I'm sorry Shadow didn't really look as it as problem, just wondering others opinions on whether they think it is healthy to to stay in these LDs

----------


## DuckMan_Drake

I have scary situations in dreams also. Mainly when it's me looking around in a house, I would see a ghost or something. I know I'm gonna see it, but I keep looking. Then I wind up waking up out of horror.

----------


## Aphius

> _Originally posted by ravenqueen_
> *I'm sorry Shadow didn't really look as it as problem, just wondering others opinions on whether they think it is healthy to to stay in these LDs*



It seems to me that you're just fascinated by these dreams.
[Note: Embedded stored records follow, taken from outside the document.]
PR #4693, opened 2026-08-31
feat: Adds copy policy items to cloud backup schedule

EspenAlbert:
Adds copy-policy items, last-N copies, and two request flags on the existing SDKv2 `mongodbatlas_cloud_backup_schedule` resource and data source. Users who need per-copy retention or a last-N window no longer have to PATCH the Admin API and then fight Terraform drift.

Jira: [CLOUDP-388562](https://jira.mongodb.org/browse/CLOUDP-388562)

Upstream: [CLOUDP-331665](https://jira.mongodb.org/browse/CLOUDP-331665) (Copy Snapshot Improvements)

## Type of change:

## Required Checklist:

## Further comments

Additive on the existing SDKv2 resource. No TPF rewrite. Nested `copy_settings.frequencies` is deprecated (warning only, no removal date). Existing `frequencies` configs still apply and stay empty-plan aside from the warning. Switching an entry to `copy_policy_items` or `last_number_of_snapshots` plans leftover frequencies away.
`copy_policy_items_enabled` cannot be reverted after the change, opened [\[CLOUDP-440472\] Document that copyPolicyItemsEnabled cannot be turned off once true](https://jira.mongodb.org/browse/CLOUDP-440472)

**Resource (and persistent fields on the data source):**

- `copy_policy_items_enabled`
- `copy_settings.copy_policy_items` (nested `frequency_type`, `retention_unit`, `retention_value`, computed `id`)
- `copy_settings.last_number_of_snapshots` (1-500)

**Resource only (request flags, not returned by GET):**

- `update_copy_snapshots`
- `delete_copy_snapshots`


internal/service/cloudbackupschedule/resource_cloud_backup_schedule.go
```diff
@@ -659,3 +714,100 @@ func getRequestPolicies(policiesItem []admin.DiskBackupApiPolicyItem, respPolici
...
+	}
+	if !computed {
+		s.Optional = true
+	}
+	return s
+}
+
+func resourceCustomizeDiff(_ context.Context, d *schema.ResourceDiff, _ any) error {
+	return ValidateCopySettingsModes(d)
+}
```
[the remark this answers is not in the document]
EspenAlbert: Implemented in CustomizeDiff with a focused SimpleDiff transition test

docs/resources/cloud_backup_schedule.md
```diff
@@ -226,9 +284,12 @@ resource "mongodbatlas_cloud_backup_schedule" "test" {
...
+* `update_snapshots` - (Optional) Specify true to apply the retention changes in the updated backup policy to snapshots that Atlas took previously.
+* `update_copy_snapshots` - (Optional) Specify true to apply the retention changes for updated copy policy items to snapshot copies that Atlas took previously.
+* `delete_copy_snapshots` - (Optional) Specify true to delete snapshot copies when their associated `copy_policy_items` are removed. Requires `copy_policy_items_enabled` to be true.
+
+  **Note** Atlas does not return `update_snapshots`, `update_copy_snapshots`, or `delete_copy_snapshots`. This is Atlas Admin API behavior, not Terraform. For more details about this resource see [Cloud Backup Schedule](https://www.mongodb.com/docs/atlas/reference/api-resources-spec/#tag/Cloud-Backups/operation/getBackupSchedule).
+* `copy_policy_items_enabled` - (Optional) Flag that selects copy-policy mode. Set to `true` to use `copy_policy_items` or `last_number_of_snapshots`. When `false` or omitted, use `frequencies`.
```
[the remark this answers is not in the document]
EspenAlbert: Documented the one-way transition alongside the copy-policy mode guidance

internal/service/cloudbackupschedule/resource_cloud_backup_schedule.go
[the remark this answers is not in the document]
EspenAlbert: We don't do the true -> false transition since the API will raise an error but we don't know if that might change in the future.

internal/service/cloudbackupschedule/resource_cloud_backup_schedule.go
```diff
@@ -659,3 +714,100 @@ func getRequestPolicies(policiesItem []admin.DiskBackupApiPolicyItem, respPolici
...
+
+		if hasItems && hasLastN {
+			return errors.New(errCopySettingsModes)
+		}
+		if (hasItems || hasLastN) && !enabled {
+			return errors.New(errCopyPolicyRequiresFlag)
+		}
+		// Leftover Optional+Computed frequencies are ignored when another mode is set so a frequencies config can switch in one apply.
+		if enabled && hasFreq && !hasItems && !hasLastN {
+			return errors.New(errFrequenciesWithFlag)
```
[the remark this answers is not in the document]
EspenAlbert: thanks, changed to support this

docs/resources/cloud_backup_schedule.md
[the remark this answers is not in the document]
EspenAlbert: updated the docs

internal/service/cloudbackupschedule/customize_diff.go
```diff
@@ -0,0 +1,167 @@
...
+	if copySettingsRawConfigEmpty(copySettingsRaw) {
+		return d.SetNew("copy_settings", []any{})
+	}
+	return clearFrequenciesWhenCopyPolicyEnabled(d)
+}
+
+// copySettingsRawConfigEmpty reports whether HCL omitted copy_settings. Also used at apply time by copySettingsForUpdate.
+func copySettingsRawConfigEmpty(raw cty.Value) bool {
+	// Omitted Optional+Computed nested blocks arrive as unknown (computed from state), not as null.
+	return raw.IsNull() || !raw.IsKnown() || raw.LengthInt() == 0
```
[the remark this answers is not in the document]
EspenAlbert: Fixed: `copySettingsRawConfigEmpty` now treats only a null or statically empty list as omitted, so an unknown dynamic-block collection keeps the planned value computed, and `copySettingsForUpdate` expands the apply-time config when the planned list is still computed; apply no longer deletes the configured entries

internal/service/cloudbackupschedule/customize_diff.go
```diff
@@ -0,0 +1,167 @@
...
+			copied["frequencies"] = schema.NewSet(schema.HashString, []any{})
+			changed = true
+		}
+		rewritten[i] = copied
+	}
+	return rewritten, changed
+}
+
+func validateCopySettingsModes(d *schema.ResourceDiff, copySettingsRaw cty.Value) error {
+	enabled, _ := d.Get("copy_policy_items_enabled").(bool)
```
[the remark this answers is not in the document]
EspenAlbert: Fixed: `validateCopySettingsModes` skips the flag-dependent checks when the raw config flag is unknown, so configurations that derive the flag from another resource plan normally and the API validates the resolved request at apply

internal/service/cloudbackupschedule/resource_cloud_backup_schedule.go
```diff
@@ -100,6 +106,11 @@ func Resource() *schema.Resource {
 							Optional: true,
 							Computed: true,
 						},
+						"copy_policy_items": copyPolicyItemsSchema(false),
+						"last_number_of_snapshots": {
```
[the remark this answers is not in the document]
EspenAlbert: Intentional: we rely on API validation for value bounds instead of local schema validation; the docs state the 1 to 500 range and Atlas rejects out-of-range values at apply

internal/service/cloudbackupschedule/resource_cloud_backup_schedule.go
```diff
@@ -659,3 +681,46 @@ func getRequestPolicies(policiesItem []admin.DiskBackupApiPolicyItem, respPolici
...
+	}
+	if !computed {
+		frequencyType.Required = true
+	}
+	retentionUnit := &schema.Schema{
+		Type:     schema.TypeString,
+		Computed: computed,
+	}
+	if !computed {
+		retentionUnit.Optional = true
```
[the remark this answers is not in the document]
EspenAlbert: Intentional: retention requirements are enforced by the API, not local schema validation; the docs state `retention_unit` and `retention_value` are required except for `ondemand`, and Atlas rejects invalid items at apply

antellezr-mdb (approved):
LGTM

internal/service/cloudbackupschedule/customize_diff.go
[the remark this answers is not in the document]
EspenAlbert: No local fix: cty `IsKnown` is shallow, so a static `copy_settings` block that references computed values (for example `zone_id` from a cluster applied in the same run) is not treated as omitted; only a dynamic block whose `for_each` collection is itself computed arrives wholly unknown. That configuration is out of scope for this change; the apply path then uses prior state and a later apply converges

internal/service/cloudbackupschedule/customize_diff.go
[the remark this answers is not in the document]
EspenAlbert: No local fix: `copy_policy_items_enabled` is an Optional-only mode switch set statically in the configuration; deriving it from computed values is not a supported configuration and the plan error is the expected outcome

internal/service/cloudbackupschedule/resource_cloud_backup_schedule.go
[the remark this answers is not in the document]
EspenAlbert: Intentional: we rely on API validation for value bounds instead of local schema validation; the docs state the 1 to 500 range and Atlas rejects out-of-range values at apply

internal/service/cloudbackupschedule/resource_cloud_backup_schedule.go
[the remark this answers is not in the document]
EspenAlbert: Intentional: retention requirements are enforced by the API, not local schema validation; the docs state `retention_unit` and `retention_value` are required except for `ondemand`, and Atlas rejects invalid items at apply

docs/resources/cloud_backup_schedule.md
```diff
@@ -193,42 +193,55 @@ resource "mongodbatlas_cloud_backup_schedule" "test" {
...
+* `update_copy_snapshots` - (Optional) Specify true to apply the retention changes for updated copy policy items to snapshot copies that Atlas took previously. Requires `copy_policy_items_enabled` to be true.
+* `delete_copy_snapshots` - (Optional) Specify true to delete snapshot copies when their associated `copy_policy_items` are removed. Requires `copy_policy_items_enabled` to be true.
+
+  **Note** Atlas does not return `update_snapshots`, `update_copy_snapshots`, or `delete_copy_snapshots`. This is Atlas Admin API behavior, not Terraform. For more details about this resource see [Cloud Backup Schedule](https://www.mongodb.com/docs/atlas/reference/api-resources-spec/#tag/Cloud-Backups/operation/getBackupSchedule).
+* `copy_policy_items_enabled` - (Optional) Flag that selects copy-policy mode. Set to `true` to use `copy_policy_items` or `last_number_of_snapshots`. When `false` or omitted, use `frequencies`. This transition is one-way: after you apply with `copy_policy_items_enabled = true`, Atlas cannot disable copy-policy items. You can still switch each `copy_settings` entry between `copy_policy_items` and `last_number_of_snapshots`.
```
AgustinBettati, line 242: To confirm, we do not expect users to remove copy_policy_items_enabled once it has been set to true right?

internal/service/cloudbackupschedule/customize_diff.go
```diff
@@ -0,0 +1,167 @@
...
+}
+
+func copySettingsFromRawConfig(rawConfig cty.Value) cty.Value {
+	if rawConfig.IsNull() || !rawConfig.IsKnown() {
+		return cty.NullVal(cty.DynamicPseudoType)
+	}
+	return rawConfig.GetAttr("copy_settings")
+}
+
+func clearFrequenciesWhenCopyPolicyEnabled(d *schema.ResourceDiff) error {
```
AgustinBettati, line 52: q: Doesnt the API stop returning frequencies once copy policy is enabled? Just trying to understand why we need the additional clearing logic considering a followup read would come with this value emtpy

internal/service/cloudbackupschedule/resource_cloud_backup_schedule.go
```diff
@@ -70,6 +78,7 @@ func Resource() *schema.Resource {
 			"copy_settings": {
 				Type:     schema.TypeList,
 				Optional: true,
+				Computed: true, // SetNew on the list requires Computed; omitting the block is still a delete via CustomizeDiff.
```
AgustinBettati, line 81: And we are using `SetNew` strictly because of new `resourceCustomizeDiff` logic right?

internal/service/cloudbackupschedule/resource_cloud_backup_schedule_test.go
```diff
@@ -369,6 +372,182 @@ func TestAccBackupRSCloudBackupSchedule_copySettings_zoneId(t *testing.T) {
...
+				{Region: "US_EAST_2"},
+			},
+			PitEnabled: true,
+		})
+		base                   = newCopyScheduleConfig(&clusterInfo)
+		configFrequencies      = base.withFrequencies()
+		configDailyAndOndemand = base.withDaily(7).withOndemand()
+		configUpdateCopies     = base.withDaily(3).withOndemand().withUpdateCopies()
+		configDeleteOndemand   = base.withDaily(3).withDeleteCopies()
+		configLastN            = base.withLastN(5)
```
AgustinBettati, line 510: really nice

internal/service/cloudbackupschedule/resource_cloud_backup_schedule_test.go
```diff
@@ -369,6 +372,182 @@ func TestAccBackupRSCloudBackupSchedule_copySettings_zoneId(t *testing.T) {
...
+			},
+			// update_copy_snapshots is config-only (GET omits it). Re-plan the same HCL so Read does not invent a false -> true diff.
+			{
+				Config: configUpdateCopies.HCL(),
+				ConfigPlanChecks: resource.ConfigPlanChecks{
+					PreApply: []plancheck.PlanCheck{
+						plancheck.ExpectEmptyPlan(),
+					},
+				},
+			},
```
AgustinBettati, line 538: nit: Non-empty plan would be caught in the previous step right?

examples/mongodbatlas_cloud_backup_schedule/main.tf
```diff
@@ -46,17 +46,22 @@ resource "mongodbatlas_cloud_backup_schedule" "test" {
   reference_minute_of_hour = 45
   restore_window_days      = 4
 
+  copy_policy_items_enabled = true
+
   copy_settings {
-    cloud_provider = "AWS"
-    frequencies = ["HOURLY",
```
AgustinBettati, line 51: nit: spotted some examples in examples/mongodbatlas_backup_compliance_policy that are still using legacy `frequencies`

docs/resources/cloud_backup_schedule.md
```diff
@@ -193,42 +193,55 @@ resource "mongodbatlas_cloud_backup_schedule" "test" {
...
+* `update_snapshots` - (Optional) Specify true to apply the retention changes in the updated backup policy to snapshots that Atlas took previously.
+* `update_copy_snapshots` - (Optional) Specify true to apply the retention changes for updated copy policy items to snapshot copies that Atlas took previously. Requires `copy_policy_items_enabled` to be true.
+* `delete_copy_snapshots` - (Optional) Specify true to delete snapshot copies when their associated `copy_policy_items` are removed. Requires `copy_policy_items_enabled` to be true.
+
+  **Note** Atlas does not return `update_snapshots`, `update_copy_snapshots`, or `delete_copy_snapshots`. This is Atlas Admin API behavior, not Terraform. For more details about this resource see [Cloud Backup Schedule](https://www.mongodb.com/docs/atlas/reference/api-resources-spec/#tag/Cloud-Backups/operation/getBackupSchedule).
```
AgustinBettati: Any terraform implication? Not certain what value this adds to the end user

AgustinBettati (commented):
Overall LGTM, just want to double check is we can reduce some of the complexity around new resourceCustomizeDiff or if it is fully needed

docs/resources/cloud_backup_schedule.md
EspenAlbert: Correct: once the flag has been applied `true`, the expectation is that it stays `true` for the life of the schedule. Removing it or setting it to `false` sends `copyPolicyItemsEnabled: false` in the update and Atlas rejects it, so the apply fails until the config sets it back; we let the API raise that error rather than blocking the transition at plan time

internal/service/cloudbackupschedule/customize_diff.go
EspenAlbert: Correct: once the flag is true, the GET omits frequencies and the read after the update clears state (`flattenFrequencies` returns an empty slice so `d.Set` wipes the Optional+Computed leftover). The CustomizeDiff clearing covers the switch apply itself: `frequencies` is Optional+Computed, so when the config drops it during the one-apply switch the SDK plans the state-carried set, the plan shows the old frequencies retained next to the new `copy_policy_items`, and `normalizeNullValues` restores the planned set into the written state, so the stale value only disappears after the follow-up read. The rewrite makes plan, apply, and read agree in one pass

internal/service/cloudbackupschedule/resource_cloud_backup_schedule.go
EspenAlbert: Yes: SDKv2 `ResourceDiff.SetNew` only operates on Computed keys (`checkKey` in `resource_diff.go` rejects non-Computed), so rewriting the planned `copy_settings` block from `resourceCustomizeDiff` required `Computed: true` on the list. The tradeoff is that Optional+Computed keeps prior state when the block is omitted, which is why CustomizeDiff forces `[]` for a null config so delete-on-omit still works

internal/service/cloudbackupschedule/resource_cloud_backup_schedule_test.go
EspenAlbert: The previous step asserts post-apply state, not the next plan, so it cannot catch a false diff on re-plan. This step re-plans the same config and expects an empty plan because `update_copy_snapshots` is config-only (the GET never returns it); without it, a Read that invents a value would surface as a `false` to `true` diff only on a user's next apply

examples/mongodbatlas_cloud_backup_schedule/main.tf
EspenAlbert: Fixed: migrated both schedules in `examples/mongodbatlas_backup_compliance_policy` (`resource` and `module/modules/cluster_with_schedule`) to `copy_policy_items_enabled = true` with `copy_policy_items` (daily plus ondemand), matching the main example

docs/resources/cloud_backup_schedule.md
EspenAlbert: Agreed, removed the note entirely; the write-only behavior stays guarded by the acc test's re-plan ExpectEmptyPlan step

internal/service/cloudbackupschedule/resource_cloud_backup_schedule.go
```diff
@@ -659,3 +685,46 @@ func getRequestPolicies(policiesItem []admin.DiskBackupApiPolicyItem, respPolici
 	}
 	return nil
 }
+
+func copyPolicyItemsSchema(computed bool) *schema.Schema {
+	frequencyType := &schema.Schema{
+		Type:     schema.TypeString,
+		Computed: computed,
+	}
+	if !computed {
```
AgustinBettati: nit: These ifs seem like they could be fully inlined: 
```
func copyPolicyItemsSchema(computed bool) *schema.Schema {
	return &schema.Schema{
		Type:     schema.TypeList,
		Optional: !computed,
		Computed: computed,
		Elem: &schema.Resource{
				"id":              {Type: schema.TypeString, Computed: true},
				"frequency_type":  {Type: schema.TypeString, Required: !computed, Computed: computed},
				"retention_unit":  {Type: schema.TypeString, Optional: !computed, Computed: computed},
				"retention_value": {Type: schema.TypeInt, Optional: !computed, Computed: computed},
			},
		},
	}
}
```

AgustinBettati (approved):
LGTM, thanks for the follow ups

internal/service/cloudbackupschedule/resource_cloud_backup_schedule.go
EspenAlbert: thanks, cleaned in 566dfad4665fdd2aa64b54fe6eee6c7c7f945245

PR #4694, opened 2026-08-31
test: Moves autogen error handling tests to black box packages and adds a mocked lifecycle test

AgustinBettati:
## Description

Follow-up to #4676, addressing two review comments.

**Test package.** The `*_internal_test.go` files added in #4676 were the only same-package tests in the repo, and `contributing/testing-best-practices.md` requires a separate `_test` package. All four are now external test packages, and no export shim was needed.

In `handle_operations_test.go` the change that matters is that `TestNotFound` is gone. It asserted `notFound` against 8 hand-built `APICallResult` values, which is exactly where a synthesized combination can drift from what a real call produces. Those cases now arrive from actual HTTP responses through `HandleRead`, `HandleDelete` and `HandleDataSourceRead`: the 2xx-with-error case is a real undecodable body, and the no-HTTP-response case is a real transport failure against a closed server. The one case that cannot come from an HTTP response, the `ErrNotFound` sentinel, has its own test at all three `notFound` call sites.

The rest is mechanical. `TestCallDelete` and `TestRefreshFunc` keep their cases but run through `HandleDelete`, without and with a `Wait`. `TestHandleRead` grows from 4 cases to 8, since driving it from an httptest server makes the extra status codes cheap.

**Acceptance test.** Real Atlas cannot trigger the fix. Every auto-generated delete endpoint answers 404 for a missing resource, so it will not return a 4xx/5xx on the delete path on demand. `handle_operations_lifecycle_test.go` instead drives a full plan/apply/refresh/destroy cycle against canned responses using the existing `unit.TestAccProviderV6FactoriesWithMock`, on `mongodbatlas_ai_model_api_key`. It asserts both user visible symptoms: a 500 on refresh surfaces the error and leaves the resource in state, and a 409 on delete fails the destroy. No credentials needed, runs in `make test`.

Both are verified by reverting the fix: reverting `notFound` fails 13 subtests plus the lifecycle refresh step, and reverting only `callDelete` fails the lifecycle destroy step.

Link to any related issue(s):

## Type of change:

## Required Checklist:


internal/common/autogen/handle_operations_lifecycle_test.go
```diff
@@ -0,0 +1,165 @@
...
+			geography  = "ANY"
+			name       = "mocked-api-key"
+		}
+	`, lifecycleProjectID)
+}
+
+// mockAtlas answers the ai model API key endpoints, and lets a test step arm a failure for the next
+// read or delete. It is both the HTTP client modifier expected by unit.TestAccProviderV6FactoriesWithMock
+// and the round tripper it installs.
+type mockAtlas struct {
```
EspenAlbert, line 78: should this be in a helper file maybe?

You're not scared by them, just intrigued, I really don't think that there's a problem... You'll probably just get bored with it eventually.

A saying comes to mind that I feel is particularly relevant;

_"Whatever floats your boat."_

 ::cactus::

----------


## Colin Basnett

I had a similar dream, though it wasn't Lucid.  We were in this post-war kind of european town, and I had the job of pulling the 'corpse wagon'.  Apparently I had quite a dislike to this job, and shot anyone who tried to associate with me (including my friend who was walking his dog)

At the end of the dream, we played a game where if you lost, you were killed.  I had SOME bit of control over the dream, because I remember actually deciding to shoot my friend.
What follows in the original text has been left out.